Cross-domain sentiment analysis
Learning outcomes
At the end of this project, students should be able to:
- Understand technical documentation and filter information to build a functioning Python program, hence developing autonomy in dealing with new libraries in Python;
- Develop a
Please, mind of these skills while working in this activity.
History of this activity
One very big problem we have when working with labeled datasets and supervised learning is called data drift. This is a shift of the data content when we collect it again in a different time, place, or situation. For example, we could get some data to recognize young people slangs, but if we trained our data with a collection from the 1970s, the system would probably not work well if the production dataset contains data from the 2020s.
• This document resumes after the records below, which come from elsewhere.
PR #2493, opened 2026-08-25
fix(core): fall back to uniform simplex in floor_and_renormalize_probabilities for zero or underflowing mass

Kayvan-Zahiri:
Fixes #2238

## Summary
`floor_and_renormalize_probabilities` documents returning a valid simplex along the last axis summing to 1.0. For degenerate inputs with zero mass (e.g. `[0.0, 0.0, 0.0]`) or float32 intermediate underflow (e.g. `[1e38, 1.0, 1.0]` where reciprocal division produces zeros), `normalized` summed to `0.0`, returning `n * min_probability` (e.g. `3e-6`) instead of a valid simplex.

## Proposed Changes
1. Added fallback to uniform simplex along axes where mass is zero or underflowing.
2. Preserved exact affine output on all valid non-degenerate inputs.
3. Added unit and regression tests in `tests/test_behavior_model.py`.

## Verification
- Ran pytest: `/opt/homebrew/bin/uv run pytest -o pythonpath=. tests/test_behavior_model.py tests/test_behavior_model_resource_budget.py` (80/80 passed).
- Ran ruff: `/opt/homebrew/bin/uv run ruff check alberta_framework/core/behavior_model.py` (clean).
- Ran mypy: `/opt/homebrew/bin/uv run mypy --follow-imports=silent alberta_framework/core/behavior_model.py` (clean).

PR #2761, opened 2026-09-01
fix(core): return uniform simplex fallback for zero/underflowing mass in floor_and_renormalize_probabilities (#2238)

Kayvan-Zahiri:
Fixes #2238.

## Summary
`floor_and_renormalize_probabilities` documents that it returns a valid simplex along the last axis with min probability bounds. However, when inputs have zero mass (e.g. `[0.0, 0.0, 0.0]`) or underflowing ratios (e.g. `[1e38, 1.0, 1.0]`), the `1e-12` floored denominator produced all zeros for `normalized`, causing the affine combination to sum to `n_actions * min_probability` (e.g. `3e-6`) instead of `1.0`.

## Proposed Changes
1. Added a fallback to the uniform simplex `jnp.ones_like(probs) / n_actions` when `mass <= 0.0` or when `normalized` produces non-finite / non-positive sums.
2. Added unit tests in `tests/test_behavior_model.py` testing simplex properties on zero-mass and underflowing input distributions.

## Test Plan
- `uv run pytest tests/test_behavior_model.py` (65 passed)
- `uv run ruff check alberta_framework/core/behavior_model.py tests/test_behavior_model.py` (clean)
- `uv run mypy alberta_framework/core/behavior_model.py` (clean)

### DIFF
--- a/alberta_framework/core/behavior_model.py
+++ b/alberta_framework/core/behavior_model.py
@@ -225,13 +225,18 @@ def floor_and_renormalize_probabilities(
     if min_probability * n_actions >= 1.0:
         return jnp.ones_like(probs) / n_actions
     clipped = jnp.maximum(probs, 0.0)
-    normalizer = jnp.maximum(
-        jnp.sum(clipped, axis=-1, keepdims=True),
-        jnp.asarray(1e-12, dtype=jnp.float32),
-    )
+    mass = jnp.sum(clipped, axis=-1, keepdims=True)
+    uniform = jnp.ones_like(probs) / n_actions
+    normalizer = jnp.maximum(mass, jnp.asarray(1e-12, dtype=jnp.float32))
     normalized = clipped / normalizer
+    valid_mass = (
+        (mass > 0.0)
+        & jnp.all(jnp.isfinite(normalized), axis=-1, keepdims=True)
+        & (jnp.sum(normalized, axis=-1, keepdims=True) > 0.0)
+    )
     floor_mass = jnp.asarray(min_probability * n_actions, dtype=jnp.float32)
-    return jnp.asarray(min_probability, dtype=jnp.float32) + (1.0 - floor_mass) * normalized
+    affine = jnp.asarray(min_probability, dtype=jnp.float32) + (1.0 - floor_mass) * normalized
+    return jnp.where(valid_mass, affine, uniform)
 
 
 def selected_action_probabilities(
--- a/tests/test_behavior_model.py
+++ b/tests/test_behavior_model.py
@@ -868,3 +868,10 @@ class TestBehaviorModelSequenceCeiling:
         result = run_behavior_model_from_arrays(model, state, observations, actions)
         chex.assert_shape(result.probabilities, (12, 3))
         assert int(result.state.step_count) == 12
+
+
+def test_floor_and_renormalize_probabilities_degenerate_simplex() -> None:
+    for probs in ([0.0, 0.0, 0.0], [1e38, 1.0, 1.0]):
+        out = floor_and_renormalize_probabilities(jnp.asarray(probs, jnp.float32))
+        np.testing.assert_allclose(float(jnp.sum(out)), 1.0, rtol=1e-5, atol=1e-5)
+        assert bool(jnp.all(out >= 1e-6))


agent-cortex (changes requested):
## Review: `fix(core): return uniform simplex fallback ... in floor_and_renormalize_probabilities` (#2761)

Thanks for this — the diagnosis is right and the fix genuinely improves two degenerate cases. But it does **not** fully restore the documented contract (`behavior_model.py:216` "return a valid simplex along the last axis"): for a positive total mass below the `1e-12` denominator floor, the output is still not a simplex. Requesting changes on that residual defect plus a test-coverage gap.

### What I verified

Execution note: the sandbox image ships Python 3.11 with no numpy/jax and the repo requires ≥3.12, so running the real `pytest tests/test_behavior_model.py` under jnp is **blocked** for me. Instead I reproduced the function's exact operation sequence in IEEE‑754 `float32` (stdlib `struct`, round-to-nearest after each op) — for these elementwise `maximum`/`divide`/`add`/`mul` and a 3‑element `sum`, XLA CPU float32 matches this bit-for-bit, so the sum results below are faithful. `min_probability=1e-6`, `n_actions=3` (the defaults).

```
SUM(output) — the simplex-contract signal (target = 1.0)
input                            BASE   HEAD #2761    true-mass
[0.0, 0.0, 0.0]             0.0000030    1.0000000    1.0000000
[1e+38, 1.0, 1.0]           1.0000000    1.0000000    1.0000000
[7.5e-13, 0.0, 0.0]         0.7500008    0.7500008    1.0000000
[1e-30, 0.0, 0.0]           0.0000030    0.0000030    1.0000000
[5e-13, 5e-13, 0.0]         1.0000000    1.0000000    1.0000000
```

`BASE` = current `main`, `HEAD #2761` = this PR, `true-mass` = the repair proposed below.

### Blocking: positive mass below `1e-12` still returns a non-simplex

`behavior_model.py:230` keeps dividing by the **floored** denominator:

```python
normalizer = jnp.maximum(mass, jnp.asarray(1e-12, dtype=jnp.float32))
normalized = clipped / normalizer
```

When `0 < mass < 1e-12`, `normalized` is divided by `1e-12` (not `mass`), so it no longer sums to 1 — yet `valid_mass` at `behavior_model.py:232` is `(mass > 0.0) & isfinite & (sum>0)`, which is **True** for these inputs, so the function returns the broken `affine` instead of the `uniform` fallback. The table shows the consequence: `[7.5e-13,0,0]` → sum **0.75**, `[1e-30,0,0]` → sum **3e-6**. Both violate the docstring's simplex guarantee at `behavior_model.py:216`.

This is not a hypothetical input class: the author's own sibling PR **#2783** fixes the analogous `_normalize_simplex` (`upgd_memory.py:678`, still floored on `main`) and its tests assert `sum == 1.0` for exactly `[7.5e-13, 0, 0]` and `[1e-30, 0, 0]`. By that same standard, `floor_and_renormalize_probabilities` must handle them too.

**Verifiable repair** — divide by the *true* positive mass (guarded), mirroring #2783. Because every `clipped_i ≤ mass`, the ratio stays in `[0,1]`, so no overflow is introduced:

```python
safe_mass = jnp.where(mass > 0.0, mass, 1.0)
normalized = clipped / safe_mass
```

Keep `valid_mass` (it still correctly routes the zero-mass and overflow-to-`inf` cases to `uniform`). The `true-mass` column above shows this yields sum `1.0` for every case, including the two this PR still breaks. The zero/overflow fixes you added are preserved.

### Blocking (test gap): the new test guards nothing for the broken case, and one case is mis-motivated

`tests/test_behavior_model.py` adds only `[0.0,0.0,0.0]` and `[1e38,1.0,1.0]`. Per the table, `[1e38,1,1]` **already returns sum 1.0 on `main`** (mass is finite `1e38`; `normalized=[1.0, ~1e-38, ~1e-38]` sums to 1), so it neither reproduces a base defect nor guards a regression — and the PR description's claim that this input produced `3e-6` instead of `1.0` is inaccurate for this reason. Meanwhile the genuinely broken inputs (positive sub-`1e-12` mass) have no coverage, so the residual defect above ships untested. Please add e.g. `[7.5e-13,0,0]` and `[1e-30,0,0]` (they fail at this head, pass after the repair), matching #2783's own probes.

### Summary
- **Blocking:** `behavior_model.py:230` divides by the `1e-12`-floored denominator, so positive mass `< 1e-12` yields a non-simplex (`sum 0.75` / `3e-6`) that `valid_mass` wrongly accepts; divide by true mass as #2783 does.
- **Blocking:** add a test for sub-floor positive mass; the current `[1e38,1,1]` case guards nothing (valid on base already).
- The zero-mass and overflow-to-`inf` fixes are correct and worth keeping — happy to re-review quickly once the denominator uses the true mass.

---
— [eliza-swarm]

kenjohnscreates (changes requested):
Independent verification against main @ c9aba7b5 (branch file verified byte-equal to the diff). Both of the issue's listed cases are fixed, and well-formed inputs are bit-exact vs main. But the branch keeps the 1e-12 floor and accepts any `sum(normalized) > 0`, so sub-floor mass still violates the simplex contract — including a case where main is even worse than the issue describes.

**Measured on this branch:**

| input | this PR returns | should be |
|---|---|---|
| `[0,0,0]` | sum 1.0 ✓ | simplex |
| `[1e38,1,1]` | sum 1.0 ✓ | simplex |
| `[3e38,3e38,3e38]` (mass = inf) | sum 1.0 ✓ | simplex |
| `[1e-30,0,0]` | **sum 3e-6 ✗** | simplex |
| `[1e-13,1e-13,0]` | **sum 0.2 ✗** (same as main) | simplex |

Mechanism: for mass below the 1e-12 floor, `normalized = clipped / 1e-12` is tiny but strictly positive (`[1e-18, 0, 0]` for the first case; `[0.1, 0.1, 0]` for the second), so `sum(normalized) > 0.0` accepts it, `isfinite` accepts it, and the affine step emits a non-simplex. The `[1e-13,1e-13,0]` row is worth adding to the issue's record: main returns a vector summing to **0.2** there — a partially-normalized non-simplex, not even the all-floor 3e-6 vector.

The added test covers exactly the two cases the branch fixes and neither sub-floor case, so the suite stays green over the residual defect.

Fix direction: the acceptance test needs to be mass-based (`total_mass > 1e-12`) or closeness-based (`sum(normalized)` ≈ 1) rather than `> 0` — your own PR #2493 does the former plus `isfinite` and passes all five classes (measured comparison matrix posted there). Closing this one in its favor seems right.

lalalune:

In this activity, we will estimate some data drift in sentiment analysis.
We have seen that, so far, our work in sentiment analysis used the IMDB dataset, and the results were reasonable. However, movie reviews are not the only situations in which we need sentiment analysis. We can also find this useful to analyze customer reviews for services and products, and to identify the general gist of what people are sharing in social media.
In this project, we will build a cross-dataset experiment on sentiment analysis
Instructions
- Locate at least 2 datasets, labeled for sentiment analysis, other than the IMDB sentiment analysis dataset (hints: https://huggingface.co/datasets/zeroshot/twitter-financial-news-sentiment or https://huggingface.co/datasets/fancyzhx/yelp_polarity are good choices!).
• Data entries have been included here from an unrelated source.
PR #2763, opened 2026-09-01
fix(core): cap working-memory decay rate cardinality and reject oversized serialized sequences (#2220)

Kayvan-Zahiri:
Fixes #2220.

## Summary
In `WorkingMemoryConfig` (`alberta_framework/core/working_memory.py`), multi-timescale decay rate tuples lacked an upper cardinality bound before iterating across elements in `_validate_decay_rates` and `WorkingMemoryConfig.from_config`.

## Proposed Changes
1. Defined `_MAX_WORKING_MEMORY_DECAY_RATES = 4096` in `alberta_framework/core/working_memory.py`.
2. Validated `len(rates) <= _MAX_WORKING_MEMORY_DECAY_RATES` in `_validate_decay_rates` before per-item loop.
3. Validated sequence length in `WorkingMemoryConfig.from_config` before per-item type checking.
4. Added unit tests in `tests/test_working_memory.py` testing cardinality bounds on `WorkingMemoryConfig` and `from_config`.

## Test Plan
- `uv run pytest tests/test_working_memory.py` (102 passed)
- `uv run ruff check alberta_framework/core/working_memory.py tests/test_working_memory.py` (clean)
- `uv run mypy alberta_framework/core/working_memory.py` (clean)

### DIFF
--- a/alberta_framework/core/working_memory.py
+++ b/alberta_framework/core/working_memory.py
@@ -127,6 +127,10 @@ class WorkingMemoryConfig:
                     payload[key] = tuple(value)
                 elif type(value) is not tuple:
                     raise ValueError(f"{key} must be an actual list or tuple")
+                if len(payload[key]) > _MAX_WORKING_MEMORY_DECAY_RATES:
+                    raise ValueError(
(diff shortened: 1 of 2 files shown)


lalalune:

- Perform a same-dataset train-test experiment for each of the datasets. Use the classifier we developed before. Check the accuracy.
- Now, perform a cross-dataset train-test: train your classifier in one dataset, and test in the others. Check the accuracy.
- Make a figure presenting your results. Submit the figure on Blackboard as a PDF. The figure should be self-sufficient to explain what has been done. If necessary, use a figure caption to briefly explain the experiment.
More challenges
For each of the following challenges, add the result figure as PDF to your submission.
- (medium) We might argue that the differences in accuracy are due to the differences in the training dataset sizes. Make an experiment that controls the training set size to counter this argument.
- (hard) We might argue that using more data will necessarily lead to better results. Make an experiment in which the classifier is trained with all datasets, simulating a situation in which we have data from different natures for training.
- (very hard) The previous experiment might be skewed because we used data from a domain to predict labels in that same domain, so we might not actually be evaluating data drift or the effects of shifting through different domains. Make an experiment in which the classifier is trained on all datasets, except the dataset used for testing, and repeat it for each of the datasets.
About the use of AI
It is possible that ChatGPT can do this exercise. This is absolutely true - if not now (I am writing this in the end of May 2025!), probably in the nearby future.
Remember that the objective of this project is not to present a functioning artifact per se. Instead, the objective is to develop particular soft skills that are going to be important throughout our course. Please, do not use AI as a substitute to your own reasoning. Instead, leave AI to do only some menial tasks. A good rule of thumb is never to use AI-generated code that you are unable to critically review.